Muriel Sparks ''Memento mori'' (1959)
Adi Severin Soliman
Da ist der Literaturkritiker, der an zwei Stöcken geht und ein Millionenerbe antreten soll; da ist aber auch der Hundertjährige, der sich für Gott hält und am Ende das Erbe erhält. Da sind Schriftsteller und ihre Bedienstete, Anwälte und Brauereibesitzer, ehemalige Ärzte und Geschäftsleute, eine hübsche Clique der englischen Upper Class, und ihre Dienstmädchen, die ebenfalls in die Jahre gekommen sind.

Muriel Sparks Einfall ist ebenso einfach wie bestechend: Alle diese Personen erhalten anonyme Anrufe mit der Botschaft: "Erinnere dich daran, dass du sterben wirst." Das berühmte "Memento mori", das dem Roman aus dem Jahr 1959 den Titel gibt.

Von der besten Seite

Es wird nun gezeigt, wie diese Figuren mit der "Bedrohung" umgehen: die einen empört, die anderen verängstigt, wieder andere gleichgültig oder umgekehrt hysterisch.
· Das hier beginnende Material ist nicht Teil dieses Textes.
PR #261, opened 2021-02-03
Added Azure DevOps pipeline

Sukriva:
This pipeline extends the base pipeline and defines CI and PR triggers in GitHub

### DIFF
--- a/azure-pipelines.yml
+++ b/azure-pipelines.yml
@@ -5,7 +5,7 @@
 trigger:
   branches:
     include:
-    - main
+    - develop
     - feature/*
   paths:
     exclude:
@@ -21,7 +21,7 @@ trigger:
 pr:
   branches:
     include:
-    - main
+    - develop
 
 # By default, use self-hosted agents
 pool: Default
--- a/azure-pipelines.yml
+++ b/azure-pipelines.yml
@@ -1,0 +1,38 @@
+# File: open-city-profile/azure-pipelines.yml
+
+# Continuous integration (CI) triggers cause a pipeline to run whenever you push 
+# an update to the specified branches or you push specified tags.
+trigger:
+  branches:
+    include:
+    - main
+    - feature/*
+  paths:
+    exclude:
+    - README.md
+
+# Pull request (PR) triggers cause a pipeline to run whenever a pull request is 
+# opened with one of the specified target branches, or when updates are made to 
+# such a pull request.
+#
+# GitHub creates a new ref when a pull request is created. The ref points to a 
+# merge commit, which is the merged code between the source and target branches 
+# of the pull request.
+pr:
+  branches:
+    include:
+    - main
+
+# By default, use self-hosted agents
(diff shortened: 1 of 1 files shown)


akikoskinen:
I don't think this file should be in this repository as it refers private files in other repositories.

Sukriva:
This file extends the pipeline that is in the azure repo.
Here is an example of the way it's supposed to work:
https://dev.azure.com/City-of-Helsinki/devops-toolchain/_git/devops-handbook?path=%2Fget-started-with-devops.md&_a=preview&anchor=pipeline-templates
And also the ticket for it:
https://helsinkiportaali.atlassian.net/browse/ADK-168

akikoskinen:
> This file extends the pipeline that is in the azure repo.

Yes, this tries to extend a pipeline file. But you can't extend pipelines, only templates. 

> Here is an example of the way it's supposed to work:
> https://dev.azure.com/City-of-Helsinki/devops-toolchain/_git/devops-handbook?path=%2Fget-started-with-devops.md&_a=preview&anchor=pipeline-templates

This is a public open source repository. I don't quite like the idea that private hidden things are referenced from public files. I think another architecture needs to be considered.

> And also the ticket for it:
> https://helsinkiportaali.atlassian.net/browse/ADK-168

I have no access to see that. But I'm really interested on what it is that is the goal here. Apparently triggering some pipelines, I guess. But what pipelines? And on what triggers? Because for example, there's no usable pipeline for PRs yet, so what pipelines are tried to get triggered on PRs?

jussiarpalahti:
@akikoskinen So, the idea here is get pipeline on Azure DevOps to trigger when commits happen in profile's repository. Actual pipeline does CI/CD elsewhere. Trigger or PRs is superfluous at the moment and could be removed. Pipeline decides over on Azure's side when to do its thing and when to ignore it (like for specific branches or tags).

Our deployment process isn't as public as our code, hence the private pipeline. Hopefully other methods arise for connecting Github and CI/CD. For now unfortunately files inside repositories is the only way...

akikoskinen:
Ok. Perhaps we can have this kind of trigger file. I would suggest to name it to `helsinki-azure-pipelines.yml` or something like that to indicate that it's Helsinki specific.

Then a few other things:
- PR triggers shouldn't be used (yet), because there's no usable pipeline to handle those.
- `azure-pipelines.yml` in the private repo is on its way to get obsolete. There are replacing pipelines.
- There's already an automatic trigger in place (in Azure DevOps) that reacts on changes in `develop` branch.

...so what is the reason that this file is needed now, again? I don't think it brings anything that isn't already there currently.

Perhaps once there's a usable pipeline for PRs, we need this kind of file for triggering that pipeline.

voneiden:
Closing this as spring cleanup of old stale PR's. 

We intend to do major rework on open-city-profile pipelines in the near future as part of a larger harmonization of different repository pipelines.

Dieses "Memento mori" ist der Auslöser, der die Handlung in Gang setzt, und das ist vollkommen genügend: Da werden Testamente rückgängig gemacht, Alte in Kliniken gesteckt, Intrigen gesponnen, Geschichten von Ehebruch und Erpressung aufgewärmt, Gatten und Söhne verraten, der Neid angestachelt, auf den Tod der Feinde gehofft, Verwünschungen ausgestossen, da wird denunziert, verleumdet und gequält, Rechnungen beglichen und neue geschrieben - es zeigen sich alle von ihrer besten Seite.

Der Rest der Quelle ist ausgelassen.